"Then--then," she said very deliberately, "do this for me."
She raised her muff to hide the face that flamed scarlet. He took one step toward her, paused, struggled for mastery of himself. He remembered now that the principle--the principle that had guided him in the conduct of his office, required that he must make his decisions slowly, calmly, impersonally, with the cold deliberation of the law he was there to impersonate. And here was the woman he loved, the woman whom he had longed to make his wife, the wife who could crown his success--here, at last, ready to say the word she had so long refused to say--the word he had so long wished to hear.
"Elizabeth," he said simply, "you know how I have loved you, how I love you now. This may not be the time or the place for that--I do not wish to take an advantage of you--but you do not know some other things. I have never felt at all worthy of you. I do not now, but I have felt that I could at least offer you a clean hand and a clean heart. I have tried in this office, with all its responsibilities, to do my duty without fear or favor; thus far I have done so. It has been my pride that nothing has swerved me from the path of that plain duty. I have consoled myself ever since I knew I loved you--and that was long before I dared to tell you--that I could at least go to you with that record. And now you ask me to stultify myself, to give all that up! It is hard--too hard!" He turned away. "I don't suppose I make it clear. Perhaps it seems a little thing to you. To me it is a big thing; it is all I have."

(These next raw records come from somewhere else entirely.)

PR #1000, opened 2020-05-13
Exclude some folders from release process

vincent-psarga:
## Summary

When doing release `1.0.2` or `json-to-messages`, we've had some issues with @tooky during the release process.
In this particular lib, we have a few folders (java, ruby, javascript & python) which are there only for producing test data, nothing that needs to be released in the end.

So in this PR, I propose naming those folders `<language>-testdata` so:
 - it's clear when seeing them that their purpose is simply producing test data
 - the Makefile exclude most of the release process for those (except updating libraries)

I did the same for `json-formatter` as the javascript and ruby folders are only there for test purposes. I don't recall other places where we have this kind of folders.

Ah and I also added `rwildcard` in all `default.mk` as this is a pretty useful function, so instead of copy/pasting it every time it's now available in all packages.


aslakhellesoy:
Looks good to me!

vincent-psarga:
great :) I'm gonna update this branch so it ease our next releases.

PR #1001, opened 2020-05-15
build: Add mono and berp to docker

mpkorstanje:
To make https://github.com/cucumber/cucumber/pull/771 possible we need both mono and berp. Currently mono isn't installed and berp is checked in as a binary executable. Both are less then ideal. 

Currently mono isn't supported on the same version of alpine as .NET Core SDK 2.2.2. To avoid messing around too much with APK which doesn't support mono yet I've changed the base image to `ubuntu:20.04`. This makes it easier to install mono.

Additionally we can now also use the node version manager to manage the node and npm versions. They'll be installed without the need for global permissions. This solves another long standing build headace.

The make file will now use `mono  /var/lib/berp/1.1.1/tools/net471/Berp.exe -g gherkin.berp` which is less out of the box then it was before, but the exact installation instructions for berp and mono can be found in the `Dockerfile`.


mpkorstanje:
@vincent-psarga  the `json-to-messages` uses behave but I'm not sure if I see it running. I do see some unit test fail but the build doesn't fail. Not sure what this is all about.

mpkorstanje:
Note to self: Try and use `JAVA_Package -> io.cucumber.cucumberepxressions` in berp file. This may obsolete the use of razor files for each different language implementation.

vincent-psarga:
I think the tests you're talking about are some cucumber tests right ?
There's tests that are meant to faio to produce some examples of JSON with a stack trace, so we expect those failures.

mpkorstanje:
I don' think its those.



```
mkdir -p acceptance/ruby/parameters
../../compatibility-kit/scripts/run-formatter \
                -e .json \
                -o acceptance/ruby/parameters \
                -c "../../compatibility-kit/scripts/cucumber-json-formatter" \
                acceptance/ruby/parameters/parameters.ndjson
✘ acceptance/ruby/parameters/parameters.ndjson
make[2]: [Makefile:88: acceptance/ruby/parameters/parameters.ndjson.json] Error 1 (ignored)
.
.
.
make[2]: Leaving directory '/app/json-to-messages/javascript'
make[1]: Leaving directory '/app/json-to-messages'
```

mpkorstanje:
Running into this:

https://discuss.circleci.com/t/sourcing-bash-file-before-every-run-command/13467

Solution doesn't seem to be working.

mpkorstanje:
Right.`.bashrc` wasn't executable.

mpkorstanje:
Right. Found it.

`.bashrc` doesn't apply when not in an interactive shell. Should move part of nvm scripts to `.profile`

```
# If not running interactively, don't do anything
case $- in
    *i*) ;;
      *) return;;
esac
```

mpkorstanje:
Don't forget to update Berp.

mpkorstanje:
This fails on circle ci with a core dump but passes when building inside the docker container locally.

```
upx dist/cucumber-gherkin-openbsd-386 -o dist_compressed/cucumber-gherkin-openbsd-386
                       Ultimate Packer for eXecutables
                          Copyright (C) 1996 - 2018

upx: dist/cucumber-gherkin-openbsd-386: InternalError: can not apply reloc 'LEXEC000:1' without section 'LEXEC025'
```

mpkorstanje:
Ah. Different executable in the new docker image so the core dump file has a different name.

Elizabeth was conscious for an instant of nothing but a gratitude to him for turning away. She pressed her muff against her face; the soft fur, a little cold, was comforting to her hot cheeks. She felt a humiliation now that she feared she never could survive; she felt a regret, too, that she had ever let the situation take this personal and intimate turn. For an instant she was disposed to blame Eades, but she was too just for that; she knew that she alone was to blame; she remembered that it was this very appeal she had come to make, and she contemned herself--despised herself. And then in a desperate effort to regain her self-respect, she tried to change the trend of the argument, to restore it to the academic, the impersonal, to struggle back to the other plane with him, and she said:
"If it could do any good! If I could see what good it does!"

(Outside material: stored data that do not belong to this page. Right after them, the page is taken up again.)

PR #1002, opened 2020-05-18
Add library to handle creation of the Meta message

vincent-psarga:
## Summary

This library will handle the creation of the `Meta` message which is emitted at the beginning of each stream.

First draft will simply provide basic data (name of the implementation that generated the messages and detail about the execution environment).
We'll add other information later on such a git remote/branch/commit hash etc.

## Types of changes

## Checklist:


vincent-psarga:
Note for the java version: I'm definitely not sure of what I did here, I'm not really familiar with Java library bootstrapping, so it's bits of copy/paste. @mpkorstanje any feedback is more than welcome ;)

create-meta/java/pom.xml
```diff
@@ -0,0 +1,63 @@
...
+        </dependency>
+        <dependency>
+            <groupId>org.junit.jupiter</groupId>
+            <artifactId>junit-jupiter-params</artifactId>
+            <version>5.6.1</version>
+            <scope>test</scope>
+        </dependency>
+        <dependency>
+            <groupId>io.cucumber</groupId>
+            <artifactId>messages</artifactId>
```
mpkorstanje, line 59: This will result in a rather annoying upgrade cycle. For every version of messages well have to release a new version of meta.

I'd suggest creating only the meta object here and copying the fields over in JVM.

aslakhellesoy: What if we moved `createMeta` to the `messages` module? That solves the upgrade cycle problem.

aslakhellesoy: The code looks great @vincent-psarga!

mpkorstanje: It would break the upgrade cycle but would also make the messages lib heavier.

It is actually the same problem with Gherkin. And we don't solve that by pushing Gherkin into messages either.

Seperating the message and code that derives the information would be the best way.

Pushing down, worse then keeping it as is.

aslakhellesoy: > I'd suggest creating only the meta object here and copying the fields over to the message in JVM.

@mpkorstanje are you suggesting keeping the `createMeta` function in a separate module (`create-meta`), but decouple it from the `messages` module?

That works for me.

vincent-psarga: I don't really see the point in decoupling to be honest. Can't we simply declare a minimum supported version of `messages` for the library.

To give an example, we release `messages` version 14.0 and `create-meta` version 1.0 (which relies on `messages` v14.0 minimum).

When we do a new release of `messages` but do not change the `Meta` message, we don't have anything to do in `create-meta` and no release needed.

When we do change the `Meta` message (adding a field or whatever), we'll need anyway to update the code of `create-meta` to handle those changes and populate the added field.

When we do a change in `create-meta` (for example extracting new CI information), we don't have to bump the minimum version of `messages` supported.

I'm pretty sure I'm wrong somehow, but I don't see why :D

messages/dotnet/messages.proto
```diff
@@ -63,14 +63,26 @@ message Meta {
...
+
   // A product has a name and a version
   message Product {
     // The product name
     string name = 1;
     // The product version
     string version = 2;
   }
+
+  message CI {
```
aslakhellesoy, line 78: I'm not sure this is the right name or abstraction. Git-specific information should be in a `Git` message I think. That way we can add support for other source control systems later if needed

I'm not sure what `name` represents, or where it comes from. Same for `projectName`.

How about:

```
message Git {
  string remote = 2;
  string revision = 3;
  string branch = 4;
  string tag = 5;
}
```

The `branch` and `tag` fields should possibly be `repeated` since it's possible to have many.

In practice there will probably only be one, taken from common CI systems' environment variables.

vincent-psarga: That seems a right level of abstraction. I guess notions like the projectName (it would be `cucumber` or `cucumber-ruby` in our case for example) could be extracted from those information.

So something like:

```
message Git {
  string remote = 1;
  string revision = 2;
  string branch = 3;
  string tag = 4;
}

message CI {
  string name = 1;
  string buildId =1;
}
```

I'm not sure about repeating the branch/tags, even if a commit may belong to multiple tags and branch, generally we execute from a given branch or tag.

create-meta/java/pom.xml
mpkorstanje: We'll have to fix the bit of code that removes version ranges when releasing the java modules.

messages/dotnet/messages.proto
mpkorstanje: Maybe we should make it clear that this isn't the git info but CI provided git info.

aslakhellesoy: Yes that's a good point. I think that would be made clear by nesting the `Git` message inside `CI`.

aslakhellesoy: I think I'd prefer a hyperlink instead of a `buildId`. We could name it `url` - it would point to the CI build.

I think we should remove `name` - it can be derived from `remote`

aslakhellesoy:
I'd like to finish this PR - I'm working on some code to populate the `CI` field and nested `Git` field.

It will be based on the environment variables by the [most popular CI tools](https://www.katalon.com/resources-center/blog/ci-cd-tools/). Each CI tool's environment variable name will be in a JSON file that all the implementations can share.

aslakhellesoy:
I've added a TypeScript implementation that populates the `ci` field.

It tries to detect a CI environment based on what environment variables are set. This is the wild west, and CI servers vary a lot.

I have looked at the environment variable documentation for the most common (I think) CI servers out there. This is captured in `ciDict.json` - a file that lists all the supported CI systems, along with expressions to convert environment variables to `ci` properties.

I ended up designing a mini DSL to define the translation from environment variables to these properties. It's simple enough that it can be implemented with a Regexp parser.

I've added approval tests, which will be helpful when this is ported to other languages.

Let's wait to merge this until Java and Ruby is implemented.

I ended up making some minor changes across the project too.

aslakhellesoy:
Any comments about the CI stuff I added before we port it to Java/Ruby @mpkorstanje @vincent-psarga ?

create-meta/javascript/src/createMeta.ts
```diff
@@ -0,0 +1,129 @@
+import os from 'os'
+import { messages, version as protocolVersion } from '@cucumber/messages'
+import defaultCiDict from './ciDict.json'
+
+export type CiDict = { [name: string]: CiSystem }
```
vincent-psarga, line 5: shouldn't it be CIDict, CISystem etc ? (with a capital I ) - although it might make the variable names a bit weird later in the code :/

mpkorstanje: I prefer it as is. My personal favorite: `XMLHTTPRequest`, reads much better when written as `XmlHttpRequest`.

mpkorstanje:
The CI sutff look good to me.

create-meta/java/pom.xml
```diff
@@ -25,39 +25,38 @@
...
+            <version>12.1.2-SNAPSHOT</version>
+        </dependency>
+
+        <dependency>
+            <groupId>com.eclipsesource.minimal-json</groupId>
+            <artifactId>minimal-json</artifactId>
+            <version>0.9.5</version>
```
mpkorstanje, line 38: Can we avoid this dependency or only use it in test scope? When using the `mvn exec:java` plugin you can execute code in test scope. This way we don't need to include the main method in the jar that is distributed.

aslakhellesoy: The library needs to read `ciDict.json` at runtime. I was going to shade it like it's done elsewhere.

Do you have a different suggestion @mpkorstanje?

aslakhellesoy:
@vincent-psarga are you OK to implement the TypeScript for `detectCI`? I've done Ruby and Java, and there are shared approval tests :-P

vincent-psarga:
@aslakhellesoy no problem :) I finish what I do on ruby and start that just after. Do you mind if I do a minor bug fix release of Gherkin before merging/releasing this PR ?

aslakhellesoy:
Sorry I meant TypeScript and Java are done. Ruby is left to do.

vincent-psarga:
The answer is the same, I don't mind handling that :)

create-meta/java/pom.xml
mpkorstanje: Never-mind. I saw it used in the main method and figured that was it. Shading will have to do.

"What!" he exclaimed, turning to her. "What good? What good does any of my work do?"
"I'm sure I don't know." As she said this, she looked up at him, met his eye with a boldness she despised in herself. Down in her heart she was conscious of a self-abasement that was almost complete; she realized the histrionic in her attitude, and in this feeling, determined now to brave it out; she added bitterly: "None, I should say."
"None!" He repeated the word, aghast. "None! Do you say that all this work I have been doing for the betterment, the purification of society does no good?"
"No good," she said; "it does no good; it only makes more suffering in the world." And she thought of all she was just then suffering.
"Where--" he could not catch his breath--"where did you get that idea?"